Webinar cycle in Hydrogeology and Geochemistry
HYDROGEOLOGY GROUP (Associated Unit CSIC-UPC, Barcelona)
Date: Thursday, 2nd November 2023
Starting time: 3:00 pm (Central European Time)
Author: Sara Elizabeth Hanson Hedgecock (IDAEA-CSIC), Postdoctoral Researcher
Title: Enhanced Geothermal Systems Reservoir and Induced Seismic Hazard Assessment Using Hybrid K-means Clustering and Data Fusion
Venue: UPC, D2 Module, 2nd floor classroom 216
Abstract:
Geothermal energy is a growing renewable resource that generates electricity and heat by circulating fluids in the subsurface.
Assessing reservoir quality and quantifying the amount of heat, fluid volume and circulation is key to determining a project’s economic viability. Where natural permeability is too low, high-pressure injection of fluids into the subsurface can be used to improve reservoir quality and increase the storage and production capacity of the system. These are called Enhanced Geothermal Systems (EGS).
Unfortunately, the injection of fluids at EGS sites has resulted in some felt induced seismic events (>Mw 2.5), such as in Soultz, France and Basel, Switzerland. Shaking from the events caused alarm in surrounding regions and shut down development of the projects.
Evaluating induced seismic hazard during EGS project planning is key to mitigating property damage and negative public perception that can shut down a site.

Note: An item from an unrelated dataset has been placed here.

PR #2185, opened 2024-07-12
Only invoke cargo metadata for desired targets (fixes #2183)

### LINKED ISSUE #2183: Only invoke cargo metadata for desired targets
(Based on a similar issue: https://github.com/bbqsrc/cargo-ndk/issues/83)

EGS site reservoir models are developed to fully characterize the geologic and geomechanical properties to aid treatment planning and to assess seismic hazards. These use a wide variety of data about previous seismic activity, geology, stress state, and poroelastic properties. Integrating the large variety of data is difficult due to the uncertainty and assumptions made in the data, processing, and modelling.
A probabilistic assessment system is developed that uses a combination of unsupervised hybrid k-means clustering and supervised learning to aid processing of multi-disciplinary data sets. Temperature, pressure, stress, porosity and permeability data from the FORGE EGS test site in Utah is used to build and test the system. This data is mapped in 3D and unsupervised clustering identifies initial clusters of patterns using the suite of input data. The initial data clusters are combined and assigned a final grouping using a pairwise combination method within the framework of the Transferable Belief Model, which is used to quantitatively represent the level of support and ignorance for combined cluster assignments.

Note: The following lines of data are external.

PR #2190, opened 2024-07-17
Don't panic for try_lift errors

bendk:
This avoids crashing for consumers that set panic=abort (Firefox).

- Updated the Err type for `rust_call`.  The closure can now return an internal error.  The only way to signal an internal error before was to panic.
- Reworked the `LowerReturn` trait and the future code to work with the new system.
- Added a type for argument lift errors, this makes the rustfuture signatures nicer.

### DIFF
--- a/uniffi_core/src/ffi/rustcalls.rs
+++ b/uniffi_core/src/ffi/rustcalls.rs
@@ -111,6 +111,29 @@ impl TryFrom<i8> for RustCallStatusCode {
     }
 }
 
+/// Error type for Rust scaffolding calls
+///
+/// This enum represents the fact that there are two ways for a scaffolding call to fail:
+/// - Expected errors (the Rust function returned an `Err` value).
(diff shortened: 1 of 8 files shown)


mhammond (approved):

pierre-wehbe:
@mhammond Would this allow flat_errors to be lifted by any chance?

`Can't lift flat errors`
`rustPanic("Can\'t lift flat errors")`

mhammond:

Initial results classify the site into 3 to 5 clusters that correspond to variations in the input properties. The 3 clusters can be described as groups with (1) high (2) medium, and (3) low values of pressure, temperature, and stress magnitude. The run with 5 clusters divides the high medium and low clusters into 2 additional clusters. Cluster 2 and 5 have overlapping values, though the latter has a greater range of values.
The system developed in this work represents the first part of a planned system to aid the prediction of induced seismic events in EGS.
The second part of the planned system will use the identified property clusters in combination with fracture logs, treatment data, and microseismic events to identify likely regions of fracture growth.